Is the Random Ballot method really strategy-free?

Question

In the Random Ballot voting method, every voter writes down their favorite candidate, the ballots are shuffled, one is drawn, and whoever is on that ballot is the winner.

This is said to be a completely strategy-free voting method; there's no incentive to write anyone other than your true favorite. If your ballot is selected, you get whatever you want. If not, you get nothing.

When used in a single-winner contest, it is also strategy-free, in that there is no advantage in tactical voting.

Yet some claim that this creates a prisoner's dilemma, and that it's actually better to coordinate with other voters (of opposing ideologies) and promise to strategically both vote for a compromise candidate to increase your expected value.
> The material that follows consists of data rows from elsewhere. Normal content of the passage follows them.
PR #1758, opened 2026-05-26
default is_allowed_in_pytest to False; remove MNGR_ALLOW_PYTEST

evgunter:
Hardens the pytest config-loading guard around `is_allowed_in_pytest`. (Started as the small `is_error_reporting_enabled` description fix below, then grew per review discussion.)

## `is_allowed_in_pytest` hardening (main change)
**Default flipped `True` → `False`**, and the `MNGR_ALLOW_PYTEST=1` env override is **removed** (it had a single user and wasn't worth the risk of being reached for as a quick bypass instead of fixing a leaky test env).

The guard is now **secure by default** with three properties:
- **Only fires when a config file was actually loaded.** No config picked up ⇒ nothing to protect against ⇒ mngr runs fine. (A test that loads no config needs no opt-in.)
- **Per-file.** Every loaded layer (user/project/local) must set `is_allowed_in_pytest = true` on its own — the merged value isn't enough, so a leaked real config can't ride in under a test config that opts in.
- **Covers the pre-reader path too.** The guard lives in one helper (`enforce_pytest_config_opt_in`) invoked from `_resolve_config_files` — the shared chokepoint behind `read_disabled_plugins` / `read_default_command` — so config reads at CLI startup / group dispatch are guarded, not just `load_config`.

Also made `context_dir` explicit (no default) across the pre-reader chain and threaded `load_config`'s `context_dir` into `read_disabled_plugins`, fixing a latent inconsistency where the disabled-plugin set was read from cwd while the rest of the config came from `context_dir`.

### Test infra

Is this a prisoner's dilemma? Is there really an incentive to weaken your vote to increase your expected value? Does it depend on whether a secret ballot is used?

Answer 1

It is precisely because of the Prisoner's Dilemma logic that random ballot is strategy free.

A voting system being strategy free means that what (you think that) other people's votes have no impact on how you would vote. Since the impact of your vote always is "a tiny chance for your selected candidate to win", you don't need to consider other people at all. You cannot make deals with other voters either, since they are not enforceable. If you would make a deal to both vote for a compromise candidate, each player has an incentive to secretly deviate and vote for their preferred choice after all.

Answer 2

Random Ballot could be considered a prisoner's dilemma, depending on what your priorities are.
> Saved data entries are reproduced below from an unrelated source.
PR #1759, opened 2026-05-27
Fix "Deny" functionality for invalid requests.

hynek-urban:
This fixes an issue observed by Kanjun where clicking "Deny" wouldn't actually delete the requests in some cases (specifically, if a permission request's scope was invalid).


joshalbrecht:
lgtm

PR #1760, opened 2026-05-27
Validate predefined permission requests against services catalog

hynek-urban:
Validate `POST /permission-requests` payloads to prevent issues similar to what Kanjun observed here: https://imbue-ai.slack.com/archives/C0B1JACQ9HT/p1779835487077399.

(When agents get confused and ask for non-existent scopes or permissions, their requests are now politely refused right away.)


joshalbrecht:
lgtm

PR #1762, opened 2026-05-27
Bump the Latchkey version to 2.12.1.

hynek-urban:
The newest Latchkey version is capable of reusing Google Projects which is important because the default limit on Google Project count is low.


joshalbrecht:
lgtm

The Prisoner's Dilemma is a scenario where two people are making a binary choice where the stable equilibrium of the system (the strategic choice of all parties trying to maximize their personal gain) is less profitable for all players than if everyone had made the opposite choice. It assumes that neither participant is able to see how the other is choosing until after both choices have been made.

To analyze the Random Ballot, let's consider a simple system where there are two voters (Alex and Chris), and three politicians (A, B, and C). Alex wants A and dislikes C, Chris likes C and dislikes A, and both tolerate B.
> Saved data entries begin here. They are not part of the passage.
PR #1763, opened 2026-05-27
Fix two settings-narrowing false positives

joshalbrecht:
## Summary

Two bug fixes for the settings-narrowing safety net introduced in the recent unified-settings work:

- **Templates lost their `__extend` intent for new templates.** In `[create_templates.<name>]`, an `<opt>__extend = [...]` whose template name didn't exist in any earlier layer used to be eagerly resolved against a `None` base and stored as a bare assign. When `mngr create --template <name>` later applied that template, the bare assign tripped the narrowing guard against the create command's runtime params. The user's intent (extend the runtime value) was silently lost. Fix: preserve the `__extend` suffix inside template options when the base has nothing to extend, so `apply_create_template` can apply it as an extend against the runtime params.

- **String-form `cli_args` tripped tuple-narrowing.** `agent_types.<name>.cli_args = "..."` is shell-tokenized into a tuple before the narrowing check runs, so two layers each supplying a different string would trip the guard against each other's individual tokens. A user-typed string is a coherent single value (scalar replacement intent), not an aggregate of tokens. Fix: tuples that were normalized from string-form values are now exempt from the per-entry narrowing check (via a `StringDerivedTuple` marker subclass tracked through `model_construct`).

## Test plan

- [x] New unit tests cover both fixes end-to-end through `load_config` (including the template-application path for the first bug).
- [x] All 3994 fast `mngr` tests pass locally.
- [x] All `mngr_claude` (482), `mngr_uncapped_claude`/`mngr_opencode`/`mngr_pair`/`mngr_antigravity`/`mngr_modal` (824) tests pass locally.
- [x] Manually verified against the user's real `~/project/mngr/.mngr/settings.local.toml`: the previously-commented `env__extend` and string-form `cli_args` lines now load successfully and the template options retain the `__extend` suffix.


joshalbrecht:
lgtm, even if a bit gross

If both voters pick their preferred candidate, then the odds are 50% A and 50% C, with one voter getting exactly what they want, and one player losing out.

If one player (we'll use Chris) decides to compromise and picks B, then the odds are 50% A and 50% B. This is obviously fantastic for Alex, but kind of sucks for Chris.

If both players compromise, then B is guaranteed to be elected.

The stable equilibrium here is for both players to choose their preferred candidate. The probability of your ballot being chosen is independent of what you write on it, so you might as well write your favorite candidate.

This is a prisoner's dilemma if (and only if) both voters consider the guaranteed election of B to be preferable over 50/50 odds of A or C being elected.

If both voters like B almost as much as they like their favorite candidate, then they'd be interested in reaching a compromise, and this becomes a prisoner's dilemma.

If both voters dislike B almost as much as they dislike the other candidate, then they'd probably prefer a 50/50 shot at their favorite over the election of B, and this is not a prisoner's dilemma.

If one voter likes B, but the other does not, then it is not a prisoner's dilemma, because while one voter might prefer B over the 50/50 odds, they know that the other voter does not and therefore has no incentive to vote for B.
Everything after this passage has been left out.